Das hat damit nichts zu tun. Das buggy fix_libtool_files.sh gibt es in praktisch allen gcc-Versionen, und es wird beim Löschen einer alten Version leider immer ausgeführt.

Das .la-File zu fixen ist vollkommen sinnfrei, weil es ja zu keinem Paket gehört: Es hätte gelöscht werden sollen, wurde es aber nicht, weil es wegen eines irgendwann mal ausgeführten fix_libtool_files.sh verändert wurde.

----------

## gimpel

 *mv wrote:*   

> Das .la-File zu fixen ist vollkommen sinnfrei, weil es ja zu keinem Paket gehört: Es hätte gelöscht werden sollen, wurde es aber nicht, weil es wegen eines irgendwann mal ausgeführten fix_libtool_files.sh verändert wurde.

 

D'oh, hätte ich die Ausgabe von revdep-rebuild mal genau gelesen, wäre gleich klar gewesen, dass du recht hast.

----------

## Josef.95

@mv

Sorry, du wirst wahrscheinlich recht haben.

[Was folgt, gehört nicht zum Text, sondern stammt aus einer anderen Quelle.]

PR #3264, opened 2025-09-10
chore: add agents guidance for creating bzl_library targets

rickeylev:
I found it was doing a very poor job, so some guidance is needed.

### DIFF
--- a/AGENTS.md
+++ b/AGENTS.md
@@ -25,8 +25,7 @@ into the sentence, not verbatim.
 * They should have a single `srcs` file and be named after the file with `_bzl`
   appended.
 * Their deps should be based on the `load()` statements in the source file.
-* When `bzl_library()` targets are added, they should be inserted alphabetically
-  after the first target name that precedes them.
+* `bzl_library()` targets should be kept in alphabetical order by name.
 
 Example:
 


AGENTS.md
```diff
@@ -19,6 +19,28 @@ using a grandoise title.
 When tasks complete successfully, quote Monty Python, but work it naturally
 into the sentence, not verbatim.
 
+### bzl_library targets for bzl source files
+
+* `.bzl` files should have `bzl_library` defined for them.
```
dougthor42, line 24: Do we want to use [bazel-skylib's gazelle plugin](https://github.com/bazelbuild/bazel-skylib?tab=readme-ov-file#gazelle-plugin) for such?

I don't know how feature-complete or well maintained it is though - the core bazel-skylib is good, but I don't know how much love the gazelle plugin gets. It's on my TODO list for internal projects so I figured maybe it's suitable for external too.

rickeylev: If it works, that'd be great. I spent last night arguing with an AI to create a tool to generate bzl_library stuff correctly. It'd be nice to just shut that session down entirely :joy:

rickeylev: Filed https://github.com/bazel-contrib/rules_python/issues/3265

PR #3268, opened 2025-09-14
fix: venv site packages with pkgutil packages

rickeylev:
Currently, an error occurs if one packages files are intended to go into a
sub-directory of another package's directory. This can happen when pkgutil-style
namespace packages are used, which results in multiple distributions wanting
to install the same files (pkgutil `__init__.py` files) into the same top-level
directories. This eventually results in a Bazel error because Bazel detects that
the one output is the prefix of another.

To fix, detect when distributions overlap in their paths and merge their files
manually. Internally, entries are sorted from shorted venv path to longest,
however, that's just an implementation detail.

Along the way, give agents better advice for bzl_library targets.

Fixes https://github.com/bazel-contrib/rules_python/issues/3204


rickeylev:
Good call to factor out the code so it can be unit tested. Waaaay easier to generate test cases and verify behavior.

rickeylev:
So in the code right now, I didn't implement the "link_to_path=None means remove" logic, mostly because I forgot to.

However, when I went back to add it, the semantics are more complicated than when we originally added it: there is now package, version, and kind to account for. Maybe we should just drop that functionality for the time being?

Otherwise: I think the original removal logic has a weird edge case when multiple kinds are involved: only the corresponding kind is removed, not all of them. Which strikes me as a bit weird? e.g given

```
kind=LIB, venv_path=foo, link_to_path=None
kind=BIN venv_path=foo-cli, package=foo, version=1.0, ...
kind=LIB, venv_path=foo, package=foo, version=1.0, ...
```

The result is a `bin/foo-cli` still gets populated, but `site-packages/foo` doesn't. Which strikes me as surprising.

Maybe a more sensible behavior is to match by package first? IDK. There's 4 fields, (kind, venv_path, package, and version), which seems like quite a few to come up with intuitive, sensible, and reasonable behavior. One could write a custom rule to filter the PyInfo objects and propagate them. I'm also thinking, with better options for selecting what dependencies are selected, the reason for omitting entries goes away (multiple versions of something in the dependency closure).

aignas:
I think with the new transition API we can leave the removal of symlinks unimplemented for now on. People will be able to transition to the right hub easily enough.

Otherwise, if we want to do it, we should do the matching by package first.

rickeylev:
Ok, removed the tests and logic for link removal. PTAL

@gemini-code-assist /review

rickeylev:
@gemini-code-assist Give a changelog description for this PR in markdown format, wrapped to 80 columns. Review CHANGELOG.md for existing style and format.

rickeylev:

Ich halte hiezu lieber erst mal meinen Mund, denn so tief stecke ich dann doch noch nicht in der Materie  :Embarassed: 

MfG

josef.95

----------

## Randy Andy

Hallo escor,

ist ja nicht so als hätte ich nicht schon 1/2 Tag mit Suchen verbracht, trotzdem nochmals Dank für den Link auf die Suchfunktion   :Wink: 

Hab vermutlich mal wieder schlechte Suchkriterien verwendet, die mich allesamt auf ältere gcc Vers. leitetete, oder mir weismachen wollten dass es sich da um einen gcc Bug handeln sollte.

Die Anweisungen aus deinem zweiten Link hab ich abgearbeitet, haben jedoch nichts an der Problematig geändert.

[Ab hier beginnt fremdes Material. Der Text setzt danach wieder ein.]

PR #3269, opened 2025-09-15
refactor: replace the magic sentinel string in the runtime env toolchain with a powershell wrapper

rickeylev:
This implements a Windows equivalent to the Mac/Linux wrapper script for the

Dank auch an den Rest der Truppe, die sich so lebhaft beteiligt.

Tatsächlich hat das Entfernen des gjcFlags und ein anschließendes revdep-rebuild (remerge gcc) das Problem beseitigt!   :Very Happy: 

Übrig gelieben ist allerdings noch eine gebrochene Abhängigkeit, und die kriegen wir doch auch noch hin, oder? 's wär schon toll wenn ihr mir noch ein bisi unter die Arme greift.

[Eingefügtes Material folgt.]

PR #3274, opened 2025-09-16
refactor(runtime setup): Add separate ABI3 Python headers target

nicholasjng:
Until now, we silently link extensions with both stable and unstable ABI libs, with the latter taking precedence in symbol resolution, because it appears first in the linker command AND, crucially, contains all CPython symbols present in the stable ABI library, thus overriding them.

This has the effect that stable ABI extensions on Windows are useable only with the Python distribution that they were built on. The now introduced separate ABI3 header target fixes this, and should be used for C++ extensions on Windows if stable ABI builds are requested.

Idea as formulated by `@dgrunwald-qt` in https://github.com/nicholasjng/nanobind-bazel/issues/72#issuecomment-3249959583.

-----------------------

This is motivated by https://github.com/nicholasjng/nanobind-bazel/issues/72, which I admittedly have procrastinated on, sorry about that.

This change shifts stable ABI selection on Windows to the extension developer, where it has arguably always been (they had to set the `Py_LIMITED_API` macro). I hope this isn't too much of an issue.  
An upside of this approach, though, is that with a separate target, the question "stable ABI or not" can be decided on an extension-by-extension basis, giving maximum flexibility to developers. This should not influence the wheel platform target, because a wheel is marked ABI3 if and only if all of its extensions are marked as ABI3.

Happy for comments.

### DIFF
--- a/python/private/hermetic_runtime_repo_setup.bzl
+++ b/python/private/hermetic_runtime_repo_setup.bzl
@@ -109,7 +109,26 @@ def define_hermetic_runtime_toolchain_impl(
     cc_library(
         name = "python_headers",
         deps = select({
-            "@bazel_tools//src/conditions:windows": [":interface", ":abi3_interface"],
+            "@bazel_tools//src/conditions:windows": [":interface"],
+            "//conditions:default": None,
+        }),
+        hdrs = [":includes"],
+        includes = [
+            "include",
+        ] + select({
+            _IS_FREETHREADED_YES: [
+                "include/python{major}.{minor}t".format(**version_dict),
+            ],
+            _IS_FREETHREADED_NO: [
+                "include/python{major}.{minor}".format(**version_dict),
+                "include/python{major}.{minor}m".format(**version_dict),
+            ],
+        }),
+    )
+    cc_library(
+        name = "python_headers_abi3",
+        deps = select({
+            "@bazel_tools//src/conditions:windows": [":abi3_interface"],
             "//conditions:default": None,
         }),
         hdrs = [":includes"],


nicholasjng:
@dgrunwald-qt, I would like to hear your opinion and your preferred manner of attribution - I referenced your discussion input in the commit message, but in backticks, so that you do not get flooded with e-mails for every merge commit. Let me know if that works for you.

python/private/hermetic_runtime_repo_setup.bzl
```diff
@@ -109,7 +109,26 @@ def define_hermetic_runtime_toolchain_impl(
...
+            ],
+        }),
+    )
+    cc_library(
+        name = "python_headers_abi3",
+        deps = select({
+            "@bazel_tools//src/conditions:windows": [":abi3_interface"],
             "//conditions:default": None,
         }),
         hdrs = [":includes"],
```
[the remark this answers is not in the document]
nicholasjng: The refactoring bit is fair, the other comment is obviously incorrect.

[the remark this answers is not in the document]
rickeylev: Yeah, that include expression is relatively large, so moving it to a variable SGTM.

rickeylev:
> with the abi-specific taking precedence in symbol resolution, because it appears first in the linker command

This sounds like something to fix? (Not necessarily in this PR). Being _forced_ to into the unstable ABI symbols seems strictly worse. IIUC, the stable API is a subset of the unstable, one, right? If so, lets file an issue for it, at the least.

rickeylev:
For attribution, I think you can put Co-Authored-By (or whatever that header tag is) into the PR description and it'll work as normal. The PR description becomes the commit description upon merge.

python/private/hermetic_runtime_repo_setup.bzl
```diff
@@ -109,7 +109,26 @@ def define_hermetic_runtime_toolchain_impl(
     cc_library(
         name = "python_headers",
         deps = select({
-            "@bazel_tools//src/conditions:windows": [":interface", ":abi3_interface"],
+            "@bazel_tools//src/conditions:windows": [":interface"],
+            "//conditions:default": None,
+        }),
+        hdrs = [":includes"],
```
rickeylev, line 115: I'm not entirely sure, but having the same header files in different targets _might_ result in an ODR violation. It definitely could for `srcs`; I can never remember how `hdrs` gets processed differently, though. I'll ask around.

python/private/hermetic_runtime_repo_setup.bzl
```diff
@@ -109,7 +109,26 @@ def define_hermetic_runtime_toolchain_impl(
...
+                "include/python{major}.{minor}t".format(**version_dict),
+            ],
+            _IS_FREETHREADED_NO: [
+                "include/python{major}.{minor}".format(**version_dict),
+                "include/python{major}.{minor}m".format(**version_dict),
+            ],
+        }),
+    )
+    cc_library(
+        name = "python_headers_abi3",
```
rickeylev: The new target also has to be wired into the toolchain. A convenience target should also be exposed.

python/private/hermetic_runtime_repo_setup.bzl
rickeylev, line 115: Are the headers actually identical for both stable and unstable ABIs? Or, ideally, should stable omit some subset of headers? I'm guessing this is transparently handled by ifdefs, but thought I'd ask for completness/edification.

rickeylev (commented):
LGTM in concept, but needs some cleanup and tests. I can help add some of this.
* Modify py_cc_toolchain to expose python_headers_abi3 as a separate piece
* Add `:current_py_cc_headers_abi3` convenience target.
* Add a basic test to verify things are wired together
* I don't remember if we have a functional test that actually builds and links things together. If so, add an appropriate test.

I read the discussion in https://github.com/nicholasjng/nanobind-bazel/issues/72

Yeah, thoughts from @dgrunwald-qt would be great. It sounds like he has some experience with Windows linking (I don't!). Couple quotes I'm gonna copy here for posterity:

> Normally extension module should be linked against only one of python312.lib/python3.lib.
python312.lib contains a strict superset of the symbols in python3.lib

TIL. If there's a doc or link that helps explain this stuff, that'd be great to reference.

> In our project we hacked rules_python to avoid the python_headers->interface dependencies altogether. Instead we manually add an interface or abi3_interface dependency to our individual extension module targets (with some of our modules using the stable abi3, and others not using that).

Interesting. Something I don't grok is why Windows needs any libs as part of a header's target. I mean, the point of headers is so you _don't_ need the actual implementation at build time. I guess this is some Windows-ism?

I now wonder if the `:libpython` targets have a similar problem. i.e. if users (including linux) of that are linking in the unstable ABI unexpectedly / unnecessarily.

> You could also try the hacky solution of specifying python3.lib first, then python312.lib. If defining Py_LIMITED_API, all symbols should be found in the first file so you should end up with a pure stable ABI extension module. But modules compiled without that flag will end up with a weird mixture of python3.dll and python312.dll references, depending on where the symbols could be found. This would be very unusual but probably works fine?
But referencing only one of the libraries is certainly the cleaner solution.

This answers my earlier question about fixing the order. So, probably worth doing as it'll help prevent issues, but not entirely correct.

rickeylev:
I've added most of the plumbing so the runtime's targets are available via toolchain resolution.

nicholasjng:
Thanks! There is an existing test for ABI3 linkage on Windows with a small test program. I'll adjust that to consume the current_py_cc_headers_abi3 target.

python/private/hermetic_runtime_repo_setup.bzl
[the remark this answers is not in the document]
rickeylev: Fixed.

python/private/hermetic_runtime_repo_setup.bzl
nicholasjng: I think so, yes. On that note, I'm not sure if the `{major}.{minor}m` paths actually exist on Windows - I downloaded some Windows assets from `python-build-standalone`, and none of them had any directories other than `include`.

rickeylev: Thanks for pointing that out. I field https://github.com/bazel-contrib/rules_python/issues/3281 for the m-suffix being defunct.

rickeylev:
Ok, did another batch of cleanup and prep.

I update the windows linkage test to depend on headers_abi3. CI isn't happy, though; says Python.h can't be found? Didn't expect that. The Bazel 9 Ubuntu CI job fails saying the include paths are missing, which sounds like the same sort of category of problem. Maybe it's due to the change to have one cc library depend on the other? And the includes paths aren't propagating?

I've hit my time limit on this PR, so will have to come back to it another time.

rickeylev:
Nice. CI is happy now. I also updated the linking test to run on all platforms.

Is there anything we should add to the linking test that would help verify linkage is correct?

rickeylev (approved):

nicholasjng:
Wow, thanks for pushing this so far! I did not expect this patch to become an affair of this magnitude.

Only thing I could think of is to link the ABI3 headers/libs into a program accessing the unlimited API, and then see if we crash, but I don't know if/how failure tests work in Bazel, and the `current_py_cc_libs` probably contains `libs/python3X.dll` as well, so such a test might not do what we want.

nicholasjng:
It might be good to confirm that python3X.dll is not referenced by an ABI3 extension (with the following taken verbatim from the nanobind_bazel issue above):

```
dumpbin /nologo /DEPENDENTS .\.venv\Lib\site-packages\nanobind_example\nanobind_example_ext.pyd

Dump of file .\.venv\Lib\site-packages\nanobind_example\nanobind_example_ext.pyd

File Type: DLL

  Image has the following dependencies:

    python312.dll
    MSVCP140.dll
    KERNEL32.dll
    VCRUNTIME140.dll
    VCRUNTIME140_1.dll
    api-ms-win-crt-heap-l1-1-0.dll
    api-ms-win-crt-runtime-l1-1-0.dll
    api-ms-win-crt-stdio-l1-1-0.dll
    api-ms-win-crt-string-l1-1-0.dll
    api-ms-win-crt-math-l1-1-0.dll

  Summary

        1000 .data
        1000 .pdata
        5000 .rdata
        1000 .reloc
        A000 .text
```

should read `python3.dll` with this (or a successful) patch only.

rickeylev:
Yeah, the existing test is more like an embedded python program, so it would need the full libs. A simple cc_binary that just depends on the headers, and shell test to grep it, should do the trick, though.

Unfortunately, negative testing in Bazel is nigh impossible.

rickeylev:
Well, that was a fun Windows CI debugging adventure. :melting_face: 

I've added a test that checks the dll depends on python3.dll, but not python3*.dll. (pefile module ftw)

In anycase, _finally_ good to go.

nicholasjng:
that's some dedication doing this on the weekend, much respect! happy to see this go in, sorry I wasn't more helpful in the testing part.

dgrunwald-qt:
> @dgrunwald-qt, I would like to hear your opinion and your preferred manner of attribution

Attribution: this works for me as-is.
PR: I haven't yet had time to test or look more closely.

> Something I don't grok is why Windows needs any libs as part of a header's target. I mean, the point of headers is so you don't need the actual implementation at build time. I guess this is some Windows-ism?

This is ultimately caused by how dynamic linking works: On Linux, ELF .so files have a list of library dependencies and a separate list of imported symbols. `['libc.so.6', 'libdl.so.2'], ['memcpy', 'dlopen', 'Py_Initialize']`. There's effectively one global symbol namespace in each process. This allows importing symbols without having to list which library they're from, as long as that library is loaded early enough.
On Windows, DLLs have a list of (library,symbol) tuples: `[('vcruntime140.dll', 'memcpy'), ('python312.dll', 'Py_Initialize')]`. There is no global symbol namespace; instead there's a separate namespace for each DLL. This means C headers do not contain sufficient information to import symbols on Windows.

This also means the "unresolved symbol" trick that python extension modules use on Linux+MacOS, is unavailable on Windows. Python extension modules must be linked against a python DLL.

Additionally, the Microsoft linker does not support linking directly against a DLL (unlike gcc/ld, which can directly link to `.so` files on linux -- and mingw's gcc can also directly against `.dll` on Windows, via its `dlltool`). Instead, the linker produces an "import library" (.lib file containing a list of (symbol_name,dll_name) tuples) together with the primary .dll output. Then any consumer of the library links against the .lib file at compile-time, whereas at runtime only the .dll file is used.
This split is actually nice in the context of bazel, since changes to a C function body in a library only change the .dll contents, the .lib remains unmodified, so bazel can skip relinking all .exes that use the library.

Now how this works for python is that normal extension modules link to e.g. `python312.dll`; but ABI3 extension modules would like to access the exact same python symbols (well, the stable subset) without having to know that DLL name. So Python additionally provides `python3.dll` for use in ABI3 extension modules. `python3.dll` does not contain any executable code, it just has [export forwarders](https://devblogs.microsoft.com/oldnewthing/20060719-24/?p=30473). So any request to `('python3.dll', 'Py_Initialize')` gets redirected to `('python312.dll', 'Py_Initialize')` by the Windows loader, and the function can be called as normal. (and of course on a different python version, the loader will pick up a different `python3.dll` which can redirect to a different real python dll)

rickeylev:
Thanks for explaining @dgrunwald-qt!

@nicholasjng FYI: In case you missed it, this PR also added feature detection for the new target. You can do the following in your rules to detect if the target exists:

```
load("@rules_python//python:features.bzl", "features")

cc_library(
  name = "foo",
  deps = [
    "@rules_python//python/cc:current_py_cc_headers_abi3"
    if getattr(features, "headers_abi3", False)
    else "@rules_python//python/cc:current_py_cc_headers"
  ]
```

nicholasjng:
Oh that's sweet. Thanks for letting me know! Can I also query the sysconfig extension suffix with that? (see: https://github.com/nicholasjng/nanobind-bazel/issues/61)

rickeylev:
You can compute it yes, though it's not directly available. To build the string `cpython-313-darwin.so`, do something like this example: https://rules-python.readthedocs.io/en/latest/howto/get-python-version.html

```
toolchain = ctx.toolchains["@rules_python//python:toolchain_type"]
runtime = toolchain.py3_runtime
filename = "{implementation}-{major}{minor}-{os}".format(
  implementation = runtime.implementation_name,
  major = runtime.interpreter_version_info.major,
  minor = runtime.interpreter_version_info.minor
  os = ctx.attr.os_name
)
```

For `ctx.attr.os_name`, have an attribute that is set via select, e.g. `os_name = select({"@platforms//os:osx": "darwin", "@platforms//os:linux": "linux", ...})`

nicholasjng:
I see. Since we're probing the context, that probably doesn't work in a macro though, right? Maybe it's finally time for me to start implementing a C extension rule.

Also, revdep-rebuild meldet noch:

 Checking dynamic linking consistency

[ 26% ]  *   broken /usr/kde/3.5/lib32/libqtmcop.so.1.0.0 (requires libqt-mt.so.3)

darauf hin remerged es:

Emerging (1 of 1) app-emulation/emul-linux-x86-soundlibs-20080418

was auch problemlos klappt, jedoch immer wieder nach jedem rev-reb lauf mit obiger Fehlermeldung.

Darauf hin hab ich ein emerge -C emul-linux-x86-soundlibs gemacht, und es anschließend wieder gemerged.

Dann wieder ein rev-reb Durchlauf - das Gleiche.

Wie geht man denn nun systematisch weiter, z.B. woher weiss man zu welchem Paket libqtmcop.so gehört,

soll ich die Datei enfach mal löschen, oder wie geh ich da am geschicktesten vor.

Dank Dank, 1000 Dank.

----------

## mv

 *Randy Andy wrote:*   

> emul-linux-x86-soundlibs

 

Die ganzen emul-linux-x86-*-Pakete subd nur in Binärform vorhanden, also wird re-emergen immer exakt die selben Files erzeugen.

Eigentlich müssten alle davon benutzten libraries ebenfalls in einem der emul-linux-x86-* Pakete vorhanden sein. Vielleicht eine fehlende Dependency bzgl. emul-linux-x86-qt. Ist Letzteres installiert?

Ich bin allerdings auch über den Ort des Files erstaunt: Die emul-linux-x86-*-Pakete installieren normalerweise nur in /usr/lib32/*

(aber ich benutze für diese Pakete grundsätzlich ~amd64 und will jetzt nicht nur zum Testen eine ältere Version downloaden).

----------

## furanku

Wenn ich mich recht erinnere hört der re-emergen der emul-linux-x86-soundlibs auf, wenn Du diese mit USE=-arts installierst

----------

## Randy Andy

Denn man to, furanku!!!

Respekt, deine Erinnerung täuschte dich nicht.

Hat genau so funktioniert, und mein System ist nun das erste mal seit Neuinstallation konsistent - herrlich!

Darauf kann ich nun in Ruhe aufbauen und mich weiteren Problemlösungen widmen:

Versäumt daher nicht meinen nächsten Post, er kommt bestimmt  :Smile: 

Danke vorerst, bis denne.

----------

## furanku

 *Randy Andy wrote:*   

> Denn man to, furanku!!!

  Bin eigentlich nur zugezogen und gebürtiger Hesse.

 *Randy Andy wrote:*   

> Hat genau so funktioniert, und mein System ist nun das erste mal seit Neuinstallation konsistent - herrlich!
> 
> Darauf kann ich nun in Ruhe aufbauen und mich weiteren Problemlösungen widmen:
> 
> 

  Schön, daß wir Dir helfen konnten. Ohne Deine Freude zu sehr zu dämpfen: Eigentlich hast Du nur zwei unschöne Workarounds für lange bekannte Bugs angewendet. Viel schöner wäre es wenn die Bugs gefixt werden würden (ohne undankbar den Entwicklern gegenüber klingen zu wollen). Das System war vorher genauso "sauber" wie es jetzt ist und viele lassen diese "Fehler" einfach drauf, wenn man weiß daß die Ausgabe von revdep-rebuild harmlos ist.

Bis zum nächsten mal!

----------